A Gainesville, Florida Twitter user known as Chaserojo recently returned home to find his home blocked off by yellow police tape. His roommate had allegedly shot her boyfriend in their apartment, and now the dwelling was an official crime scene. Chaserojo live-tweeted some of the aftermath, including a mention of “the authorities” paying to put him up in a hotel room.
Which got us to thinking ... what exactly is the immediate aftermath when a homicide is committed in your home?
Immediately After the Fact…
As soon as police arrive, they secure the crime scene. If you happened to be present when the murder was committed, you will be retained for questioning. After questioning is complete, you will not be allowed back into your home until all the forensic evidence has been collected.
This can take anywhere from several hours to several weeks. In the meantime, you’ll have to find other accommodations (and, in some cases, clothing and essential toiletry items if you’re not allowed to enter the dwelling to collect your belongings).
Who Pays for Everything?
Chaserojo indicated that the “authorities” put him up in a hotel room, since his apartment was sealed while evidence was being compiled. But that doesn’t mean the police paid the bill.
Law enforcement doesn’t do anything in such cases except interview witnesses, take reports and collect evidence.
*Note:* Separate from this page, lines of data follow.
PR #225, opened 2018-05-28
add classmethod constructor for Stack

ambrosejcarr:
- Simple PR to make stack construction a single line. 
- Later PRs can add error-handling related to `slicedimage` to this class. 
- Snuck in a spelling correction.

### DIFF
--- a/starfish/io.py
+++ b/starfish/io.py
@@ -18,7 +18,7 @@ class Stack:
         self.org = None
         self.image = None
 
-        # auxilary images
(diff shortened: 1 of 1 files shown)


ambrosejcarr:
My thought process was: 
1. If Stack gets renamed to ImageDataSet or something similar eventually, then I'll feel happy to have this constructor. 
2. If it gets blown away, it was only a few lines of code I had to write :)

Clean-up and alternate living arrangements are typically the burden of the homeowner/residents.
In Florida, where the user Chaserojo lives, the Attorney General’s office has a Division of Victim Services that provides financial assistance and other support for victims of violent crimes. Many other states have similar organizations. If you end up using your own funds, keep your receipts in case your home owners’ or renters’ insurance policy covers such a loss and can reimburse you.
Now, About That Mess…
Once you are allowed back in your home, you may be surprised by the amount of debris and destruction left behind. If EMS reported to the scene, they often leave their used gloves, medical packaging and wrappers at the scene: This is not sloppiness, but rather a legal requirement in most jurisdictions.
The police will probably have removed their A-frame marking tents, but you might find adhesive tape markers left behind, not to mention fingerprint powder coating many surfaces and large chunks of your carpeting torn up and removed.
The onus of restoring the dwelling to a livable status falls upon the homeowner or landlord. There may be blood and other bits and pieces of human remains that need to be thoroughly removed, and, if you’re thinking of doing the removing yourself, consider this: Most states have laws regarding the disposal of bio-hazardous material, which will likely include any of the remnants of the crime scene.
Luckily, there are licensed companies who specialize in this type of clean-up, and often your insurance will help to defray the cost.
In real estate terms, any dwelling that has had a murder or suicide occur within it is labeled a stigmatized property. Whether this will have any effect on its resale value depends on your jurisdiction and the media coverage of the crime.
Some states require full disclosure when a residence is listed for sale, while others require the truth be revealed only if a potential buyer specifically asks about any such past events. Some realtors who specialize in properties with questionable histories recommend that the seller be honest from the beginning, to avoid any possible legal action if, say, a stray bullet hole is found after the new owners move in.
Owners of properties that were sites of highly publicized crimes often take steps to change the façade of the building–new paint, landscaping, and even a new house number (after petitioning the city for an official address change).
This is to discourage the inevitable “death tourists” that seek out such houses to take photos and even steal “souvenirs”.
After that? Well, after that, you’re on your own.